European route E 22 (E 22) is a west–east European route, running from Holyhead in the United Kingdom, through the Netherlands, Germany, Sweden and Latvia, to Ishim in Russia.

The highway is maintained by Rijkswaterstaat.

==Route description==

In the Netherlands, E 22 starts in southwestern Amsterdam at De Nieuwe Meer Interchange where A4 starts its course and branches off from the A10, the ring road around Amsterdam. E 22 runs north concurrent with Ring A10. After a few exits A5 joins E 22/A10 just before E 22/A10, concurrent, pass under the North Sea Canal using a group of tunnels called the first and second Coen Tunnel. Through the Coen Tunnels, E 22/A10/ have extra lanes only used in rush hour.
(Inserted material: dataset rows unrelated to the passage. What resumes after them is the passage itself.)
PR #309, opened 2021-12-21
Verify the signatures for sanity's sake

chris-wood:
Because why not? :)


cjpatton (approved):
Nice, this validates one of the assertions made in the spec.

armfazh (approved):

PR #311, opened 2022-01-20
Added implementation of FrodoKEM-640-SHAKE-CCA.

xvzcf:
Also tagging @dstebila

### DIFF
--- a/kem/frodo/frodo640shake/frodo.go
+++ b/kem/frodo/frodo640shake/frodo.go
@@ -15,6 +15,7 @@ const (
 	paramN             = 640
 	paramNbar          = 8
 	logQ               = 15
+	logQMask           = ((1 << logQ) - 1)
 	seedASize          = 16
 	pkHashSize         = 16
 	extractedBits      = 2
@@ -110,7 +111,7 @@ func newKeyFromSeed(seed []byte) (*PublicKey, *PrivateKey, error) {
 	if err != nil {
 		return nil, nil, err
 	}
-	mulAddASPlusE(&pk.matrixB, S[:], E[:], &A)
+	mulAddASPlusE(&pk.matrixB, &A, S[:], E[:])
 
 	// Populate the private key
 	copy(sk.hashInputIfDecapsFail[:], seed[0:SharedKeySize])
@@ -246,9 +247,9 @@ func (pk *PublicKey) EncapsulateTo(ct []byte, ss []byte, seed []byte) error {
 	if err != nil {
 		return err
 	}
-	mulAddSAPlusE(&Bp, Sp, Ep, &A)
+	mulAddSAPlusE(&Bp, Sp, &A, Ep)
 
-	mulAddSBPlusE(&V, &pk.matrixB, Sp, Epp)
+	mulAddSBPlusE(&V, Sp, &pk.matrixB, Epp)
 
 	// Encode mu, and compute C = V + enc(mu) (mod q)
 	encodeMessage(C[:], mu[:])
@@ -356,15 +357,15 @@ func (sk *PrivateKey) DecapsulateTo(ss, ct []byte) error {
 	if err != nil {
 		return err
 	}
-	mulAddSAPlusE(&BBp, Sp[:], Ep[:], &A)
+	mulAddSAPlusE(&BBp, Sp[:], &A, Ep[:])
 
 	// Reduce BBp modulo q
 	for i := range BBp {
-		BBp[i] = BBp[i] & ((1 << logQ) - 1)
+		BBp[i] = BBp[i] & logQMask
 	}
 
 	// compute W = Sp*B + Epp
-	mulAddSBPlusE(&W, &sk.pk.matrixB, Sp, Epp)
+	mulAddSBPlusE(&W, Sp, &sk.pk.matrixB, Epp)
 
 	// Encode mu, and compute CC = W + enc(mu') (mod q)
 	encodeMessage(CC[:], muprime[:])
@@ -506,7 +507,7 @@ func (sk *PrivateKey) Equal(other kem.PrivateKey) bool {
 		return false
 	}
 	return ctCompareU16(sk.matrixS[:], oth.matrixS[:]) == 0 &&
-		bytes.Equal(sk.hashInputIfDecapsFail[:], oth.hashInputIfDecapsFail[:]) &&
+		subtle.ConstantTimeCompare(sk.hashInputIfDecapsFail[:], oth.hashInputIfDecapsFail[:]) == 1 &&
 		sk.pk.Equal(oth.pk) &&
 		bytes.Equal(sk.hpk[:], oth.hpk[:])
 }
@@ -523,9 +524,8 @@ func (pk *PublicKey) Equal(other kem.PublicKey) bool {
 		return false
 	}
 
-	maskQ := uint16((1 << logQ) - 1)
 	for i := range pk.matrixB {
-		if (pk.matrixB[i] & maskQ) != (oth.matrixB[i] & maskQ) {
+		if (pk.matrixB[i] & logQMask) != (oth.matrixB[i] & logQMask) {
 			return false
 		}
 	}
--- a/kem/frodo/frodo640shake/frodo.go
+++ b/kem/frodo/frodo640shake/frodo.go
@@ -110,11 +110,11 @@ func newKeyFromSeed(seed []byte) (*PublicKey, *PrivateKey, error) {
 	}
 	sample(SE[:])
 
-	err = expandSeedIntoA(A[:], pk.seedA[:], shake128)
+	err = expandSeedIntoA(&A, &pk.seedA, &shake128)
 	if err != nil {
 		return nil, nil, err
 	}
-	mulAddASPlusE(pk.matrixB[:], S[:], E[:], A[:])
+	mulAddASPlusE(&pk.matrixB, S[:], E[:], &A)
 
 	// Populate the private key
 	copy(sk.hashInputIfDecapsFail[:], seed[0:SharedKeySize])
@@ -246,17 +246,17 @@ func (pk *PublicKey) EncapsulateTo(ct []byte, ss []byte, seed []byte) error {
 	}
 	sample(SpEpEpp[:])
 
-	err = expandSeedIntoA(A[:], pk.seedA[:], shake128)
+	err = expandSeedIntoA(&A, &pk.seedA, &shake128)
 	if err != nil {
 		return err
 	}
-	mulAddSAPlusE(Bp[:], Sp, Ep, A[:])
+	mulAddSAPlusE(&Bp, Sp, Ep, &A)
 
-	mulAddSBPlusE(V[:], pk.matrixB[:], Sp, Epp)
+	mulAddSBPlusE(&V, &pk.matrixB, Sp, Epp)
 
 	// Encode mu, and compute C = V + enc(mu) (mod q)
 	encodeMessage(C[:], mu[:])
-	add(C[:], V[:], C[:])
+	add(&C, &V, &C)
 
 	// Prepare the ciphertext
 	pack(ct[:matrixBpPackedSize], Bp[:])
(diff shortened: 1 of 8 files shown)


kem/frodo/frodo640shake/frodo.go
```diff
@@ -0,0 +1,628 @@
...
+		return false
+	}
+	if sk.pk == nil && oth.pk == nil {
+		return true
+	}
+	if sk.pk == nil || oth.pk == nil {
+		return false
+	}
+	for i := range sk.matrixS[:] {
+		if sk.matrixS[i] != oth.matrixS[i] {
```
bwesterb, line 514: Not constant time.

kem/frodo/frodo640shake/frodo.go
```diff
@@ -0,0 +1,628 @@
...
+
+	var SE [2 * paramN * paramNbar]uint16
+	var byteSE [2 * len(SE)]byte
+	S := SE[0 : paramN*paramNbar]
+	E := SE[paramN*paramNbar : 2*paramN*paramNbar]
+
+	var A [paramN * paramN]uint16
+
+	// Generate the secret value s, and the seed for S, E, and A. Add seedA to the public key
+	shake128 := xof.SHAKE128.New()
```
bwesterb, line 84: Instead of using the interface, it might be faster to use the shake128 package directly (as is done in Kyber for instance) as that can help prevent allocations due to making it easier for Go's escape analysis.

kem/frodo/frodo640shake/matrix_shake.go
```diff
@@ -0,0 +1,64 @@
...
+				sum += A[i*paramN+j] * s[k*paramN+j]
+			}
+			// Adding e. No need to reduce modulo 2^15, extra bits are taken
+			// care of during packing later on.
+			out[i*paramNbar+k] += sum
+		}
+	}
+}
+
+func mulAddSAPlusE(out []uint16, s []uint16, e []uint16, A []uint16) {
```
bwesterb, line 50: It is probably worthwhile to use `*[whatever]uint16` instead of `[]uint16` where possible.

kem/frodo/kat_test.go
```diff
@@ -0,0 +1,77 @@
...
+	"github.com/cloudflare/circl/internal/nist"
+	"github.com/cloudflare/circl/kem/schemes"
+)
+
+func TestPQCgenKATKem(t *testing.T) {
+	kats := []struct {
+		name string
+		want string
+	}{
+		// Computed from testdata/kat.rsp, which in turn is taken from:
```
bwesterb, line 21: Then why do we include `kat.rsp` itself still? Maybe leave `kat.rsp` out?

bwesterb (commented):
Thanks Goutam! Looks good on first pass. Haven't checked the nitty-gritty details (yet).

kem/frodo/kat_test.go
```diff
@@ -0,0 +1,77 @@
...
+	"github.com/cloudflare/circl/kem/schemes"
+)
+
+func TestPQCgenKATKem(t *testing.T) {
+	kats := []struct {
+		name string
+		want string
+	}{
+		// Computed from:
+		// https://github.com/microsoft/PQCrypto-LWEKE/blob/master/KAT/PQCkemKAT_19888_shake.rsp
```
armfazh, line 22: replace master by the commit number

kem/frodo/frodo640shake/matrix_shake.go
```diff
@@ -0,0 +1,64 @@
...
```
claucece, line 50: While this is following more the 'C-like' syntax, you can always return the parameter instead of passing it as argument...

claucece (commented):
Looks good! As this doesn't have the proofs yet, I'm leaving some details out that will be caught by the proofs.

kem/frodo/frodo640shake/matrix_shake.go
bwesterb: Returning slices might lead to allocations that can be prevented like this.

bwesterb: (By passing an "out" slice, you make the caller responsible for the allocation.)

kem/frodo/frodo640shake/matrix_shake.go
xvzcf: Made the changes wherever I could, let me know if I missed a spot.

bwesterb: Thanks!

kem/frodo/frodo640shake/frodo.go
```diff
@@ -0,0 +1,623 @@
...
+		return false
+	}
+	if sk.pk == nil && oth.pk == nil {
+		return true
+	}
+	if sk.pk == nil || oth.pk == nil {
+		return false
+	}
+	return ctCompareU16(sk.matrixS[:], oth.matrixS[:]) == 0 &&
+		bytes.Equal(sk.hashInputIfDecapsFail[:], oth.hashInputIfDecapsFail[:]) &&
```
armfazh, line 513: better to use ConstantTimeCompare
 https://pkg.go.dev/crypto/subtle#ConstantTimeCompare

kem/frodo/frodo640shake/frodo.go
```diff
@@ -0,0 +1,623 @@
...
+func (pk *PublicKey) Pack(buf []byte) {
+	if len(buf) != PublicKeySize {
+		panic("buf must be of length PublicKeySize")
+	}
+
+	copy(buf[:seedASize], pk.seedA[:])
+	pack(buf[seedASize:], pk.matrixB[:])
+}
+
+// TODO: Unpacks pk from buf.
```
armfazh, line 463: is this TODO need to be resolved?

kem/frodo/frodo640shake/matrix_shake.go
```diff
@@ -0,0 +1,64 @@
...
+		}
+
+		for j := 0; j < paramN; j++ {
+			A[(i*paramN)+j] = uint16(ARow[j*2]) | (uint16(ARow[(j*2)+1]) << 8)
+		}
+	}
+	return nil
+}
+
+func mulAddASPlusE(out *[paramN * paramNbar]uint16, s []uint16, e []uint16, A *[paramN * paramN]uint16) {
```
armfazh, line 34: we can sort the parameters in order to differentiate the left-side vs the right-side multiplication
 mulAddASPlusE( out, A, S, E )
 mulAddSAPlusE( out, S, A, E )

kem/frodo/frodo640shake/matrix_shake.go
```diff
@@ -0,0 +1,64 @@
...
+		if err != nil {
+			return err
+		}
+		_, err = xof.Read(ARow[:])
+		if err != nil {
+			return err
+		}
+
+		for j := 0; j < paramN; j++ {
+			A[(i*paramN)+j] = uint16(ARow[j*2]) | (uint16(ARow[(j*2)+1]) << 8)
```
armfazh, line 28: here does it need reduction? if not, please add a comment why is not the case.

kem/frodo/frodo640shake/util.go
```diff
@@ -0,0 +1,151 @@
...
+}
+
+func mulBS(out *[paramNbar * paramNbar]uint16, b *[paramNbar * paramN]uint16, s *[paramN * paramNbar]uint16) {
+	for i := 0; i < paramNbar; i++ {
+		for j := 0; j < paramNbar; j++ {
+			out[i*paramNbar+j] = 0
+			for k := 0; k < paramN; k++ {
+				out[i*paramNbar+j] += b[i*paramN+k] * s[j*paramN+k]
+			}
+			out[i*paramNbar+j] = out[i*paramNbar+j] & ((1 << logQ) - 1)
```
armfazh, line 136: can we promote this value as a constant 
((1 << logQ) - 1)

kem/frodo/frodo640shake/util.go
```diff
@@ -0,0 +1,151 @@
...
+			temp := (msg[msgPos] & maskQ) + (1 << (logQ - extractedBits - 1))
+			temp >>= (logQ - extractedBits)
+			temp &= maskExtractedBits
+			out[i] |= byte(temp) << (j * extractedBits)
+			msgPos++
+		}
+	}
+}
+
+func mulAddSBPlusE(out *[paramNbar * paramNbar]uint16, b *[paramN * paramNbar]uint16, s []uint16, e []uint16) {
```
armfazh, line 113: suggestion: we can make types to help on passing parameters correctly.
type nb_nb [paramNbar * paramNbar]uint16

must distinguish when cardinality coincides, e.g. 
type n_nb  [paramN * paramNbar]uint16
type nb_n  [paramNbar * paramN]uint16

kem/frodo/frodo640shake/noise.go
```diff
@@ -0,0 +1,18 @@
...
+func sample(sampled []uint16) {
+	for i := 0; i < len(sampled); i++ {
+		var gaussianSample uint16 = 0
+		sign := sampled[i] & 1
+		unifSample := sampled[i] >> 1
+
+		for j := 0; j < CDFTableLen-1; j++ {
+			gaussianSample += (CDFTable[j] - unifSample) >> 15
+		}
+		sampled[i] = ((-sign) ^ gaussianSample) + sign
```
armfazh, line 16: when sign=1, sampled gets `sampled = (0xFF..FF ^ gaussianSample) + 1`
is that final `plus one` part of the result?

armfazh (changes requested):
some minor changes

bwesterb (approved):
Thanks for this PR and your previous changes.

I’ve gone through the code in detail on a plane. I would like some more documentation on what is going on and there is some low hanging fruit for optimization. I don’t think they’re blockers. I didn’t have internet on the plane, so I’m sorry that I’ll have to leave my comments as one big list.

- note in comment that mbar is nbar
- Note in comment that extractedbits is B
- Reading/writing to shake never errors so we don’t need to check. Use _, _ = h.Read to prevent compiler warning.
- Keygen
    - Note in comment that it’s S transpose, not S
    - Why is the seed as it is? Doesn’t seem to be defined in the FrodoKEM spec. Also, I’d say 128 bits should be enough.
    - The seed doesn’t contain seed_A (instead it contains z, with seed_A=shake(z)) so it doesn’t make sense for len_seedA to be part of the definition of KeySeedSize
    - You can remove the copy for shakeInputForSE by first writing a single byte and then the remainder.
    - It would be nice to add a test that the CDFTable indeed corresponds to Table 3 in the spec.
    - Although it’s all pretty standard, it wouldn’t hurt to add a comment or two what is going on in sample().
    - Please add a comment to note how you make a 2-dimensional array 1-dimensional. (Ie. Rows after each other.)
    - You’re not reducing in expandSeedIntoA. Probably that doesn’t matter but it deserves a comment that you’re leaving that out on purpose.
    - If you want you can get rid of some extra copy()s. For instance, you can sample directly into sk.matrixS
- Encapsulation
    - This is probably premature optimization (— no need to look into it), but it might be faster to read one block of shake at a time and then call sample() on it before doing the next shake block. That reduces pressure on caches. Same goes for keygen.
- Decapsulation
    - There is some shared code between encaps and decaps (generation of S’ and E’). Perhaps move that into a function?
    - Check whether Go turns ((1 << logQ)-1) into a constant or recomputes it.
- Pack: This could be made much more efficient by packing eight at a time. Not a blocker.
- Encode/DecodeMessage: we know the size of msg in advance. The go compiler is too stupid to realize so better make it see by using constant-size array.
-

kem/frodo/frodo640shake/noise.go
xvzcf: Yes, since `flipBits(a) + 1 ≡ -a (mod 2^16)` if a is 16 bit number,  this just flips the sign of `gaussianSample` if `sign = 1`. Should I add a comment here?

armfazh (approved):

bwesterb:
Thanks @xvzcf !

Shortly after they get to Coenplein-Noord Interchange, where Ring A10 continues east and E 22 branches of to the northwest, now concurrent with A8. After the first and only exit of the section where E 22 and A8 run concurrently, A8 has extra lanes used in rush hour only, these extra rush hour lanes are also present on the next road, A7, until Purmerend, that crosses A8 at Zaandam Interchange, and that E 22 starts running concurrently with from there on to the northeast. From Purmerend, the E 22/A7 runs about 50 km north, passing by Hoorn and Medemblik, until it reaches Den Oever, where the southwestern end of the Afsluitdijk is located. E 22/A7 continues over the Afslutidijk for about 30 km with no exits, with the Wadden Sea on the left and the IJsselmeer on the right. After running over the Afsluitdijk, the road continues to the southeast, passing by Bolsward and Sneek until it reaches the town of Joure. In Sneek though, A7 turns into N7 to function as the southern part of the ring road around Sneek, with a lowered speed limit. In Joure, A6 joins E 22/A7 from the south on a traffic circle which also functions as an exit allowing traffic from Joure to enter the motorway. It is the last traffic circle in the Netherlands on a motorway with no grade separated ramps, though it will be upgraded from 2015 to 2017 to half a stack interchange.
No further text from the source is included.